• **YOUR INSTRUCTIONS**: Determine how many lines in the listing below include "filters", and answer with only that number.

• **SOURCE MATERIAL**:
"""

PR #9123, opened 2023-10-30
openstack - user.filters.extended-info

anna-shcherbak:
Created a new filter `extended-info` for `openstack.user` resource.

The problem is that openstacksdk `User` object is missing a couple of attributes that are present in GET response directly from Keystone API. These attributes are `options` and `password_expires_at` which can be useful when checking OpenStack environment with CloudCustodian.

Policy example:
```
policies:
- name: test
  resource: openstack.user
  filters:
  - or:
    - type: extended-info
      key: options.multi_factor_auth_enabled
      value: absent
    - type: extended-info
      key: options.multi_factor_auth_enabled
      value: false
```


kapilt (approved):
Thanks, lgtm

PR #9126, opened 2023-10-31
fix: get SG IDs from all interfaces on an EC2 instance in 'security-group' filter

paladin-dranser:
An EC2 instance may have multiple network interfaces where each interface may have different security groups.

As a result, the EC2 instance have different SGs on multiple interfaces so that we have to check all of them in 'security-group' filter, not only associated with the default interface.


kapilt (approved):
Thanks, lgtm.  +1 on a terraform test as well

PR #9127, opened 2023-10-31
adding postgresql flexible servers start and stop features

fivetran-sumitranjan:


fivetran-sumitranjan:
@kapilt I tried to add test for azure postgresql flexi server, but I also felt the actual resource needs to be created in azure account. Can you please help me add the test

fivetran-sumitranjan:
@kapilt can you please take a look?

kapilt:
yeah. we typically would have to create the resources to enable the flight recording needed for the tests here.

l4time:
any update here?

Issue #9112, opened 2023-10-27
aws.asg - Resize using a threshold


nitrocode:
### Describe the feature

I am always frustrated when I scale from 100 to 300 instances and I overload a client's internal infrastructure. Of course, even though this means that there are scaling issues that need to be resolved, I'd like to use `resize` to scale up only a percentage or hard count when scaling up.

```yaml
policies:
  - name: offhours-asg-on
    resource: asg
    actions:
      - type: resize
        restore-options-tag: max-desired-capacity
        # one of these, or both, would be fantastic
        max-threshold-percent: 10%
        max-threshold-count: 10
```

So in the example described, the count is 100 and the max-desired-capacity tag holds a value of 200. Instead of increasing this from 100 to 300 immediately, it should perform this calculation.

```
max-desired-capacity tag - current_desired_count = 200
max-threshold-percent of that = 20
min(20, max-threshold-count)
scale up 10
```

"""
"""

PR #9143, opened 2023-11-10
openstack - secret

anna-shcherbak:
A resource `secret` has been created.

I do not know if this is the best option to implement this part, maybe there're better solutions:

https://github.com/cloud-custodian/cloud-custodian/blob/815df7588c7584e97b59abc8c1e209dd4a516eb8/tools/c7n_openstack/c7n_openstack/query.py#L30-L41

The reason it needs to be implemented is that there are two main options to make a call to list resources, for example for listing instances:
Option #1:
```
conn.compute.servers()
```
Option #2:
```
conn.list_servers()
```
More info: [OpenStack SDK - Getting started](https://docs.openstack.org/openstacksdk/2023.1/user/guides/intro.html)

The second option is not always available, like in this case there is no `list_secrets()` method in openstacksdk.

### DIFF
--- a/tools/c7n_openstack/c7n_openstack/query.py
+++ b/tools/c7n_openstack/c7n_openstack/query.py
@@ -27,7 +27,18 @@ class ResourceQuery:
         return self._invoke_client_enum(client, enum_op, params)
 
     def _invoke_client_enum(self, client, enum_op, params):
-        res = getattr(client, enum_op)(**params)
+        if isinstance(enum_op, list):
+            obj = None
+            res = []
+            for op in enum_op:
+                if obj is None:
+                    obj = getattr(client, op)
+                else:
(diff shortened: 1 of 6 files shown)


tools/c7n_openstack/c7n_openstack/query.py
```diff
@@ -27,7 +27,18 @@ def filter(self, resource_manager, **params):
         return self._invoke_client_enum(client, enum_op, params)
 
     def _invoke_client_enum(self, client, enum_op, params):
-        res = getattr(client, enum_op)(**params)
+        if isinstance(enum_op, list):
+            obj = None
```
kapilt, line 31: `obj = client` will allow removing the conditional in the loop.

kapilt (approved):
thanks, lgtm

"""
"""

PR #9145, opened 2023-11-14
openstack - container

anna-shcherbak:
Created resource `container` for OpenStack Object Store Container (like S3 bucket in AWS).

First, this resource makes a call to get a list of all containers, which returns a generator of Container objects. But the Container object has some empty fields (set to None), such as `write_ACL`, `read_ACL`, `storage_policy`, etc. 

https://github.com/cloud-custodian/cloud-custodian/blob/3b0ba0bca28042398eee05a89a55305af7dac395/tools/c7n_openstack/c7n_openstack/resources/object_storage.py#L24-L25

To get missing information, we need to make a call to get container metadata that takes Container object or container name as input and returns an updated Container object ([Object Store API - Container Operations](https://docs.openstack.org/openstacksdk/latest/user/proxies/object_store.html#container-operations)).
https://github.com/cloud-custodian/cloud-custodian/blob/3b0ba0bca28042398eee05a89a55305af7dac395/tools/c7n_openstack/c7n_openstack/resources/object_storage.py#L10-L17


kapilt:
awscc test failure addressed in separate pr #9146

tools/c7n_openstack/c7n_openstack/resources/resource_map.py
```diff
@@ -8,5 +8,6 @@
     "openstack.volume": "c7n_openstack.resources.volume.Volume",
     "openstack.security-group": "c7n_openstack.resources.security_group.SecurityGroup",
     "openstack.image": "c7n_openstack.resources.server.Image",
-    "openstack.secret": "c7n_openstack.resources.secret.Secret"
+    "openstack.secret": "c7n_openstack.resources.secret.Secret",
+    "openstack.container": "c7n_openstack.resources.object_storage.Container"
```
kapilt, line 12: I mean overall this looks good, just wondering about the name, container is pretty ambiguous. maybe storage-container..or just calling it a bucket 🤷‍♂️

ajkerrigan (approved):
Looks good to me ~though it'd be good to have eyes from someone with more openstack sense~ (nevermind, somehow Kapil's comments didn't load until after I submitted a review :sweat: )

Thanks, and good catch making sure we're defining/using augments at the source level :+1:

"""

• **SOLUTION**: 2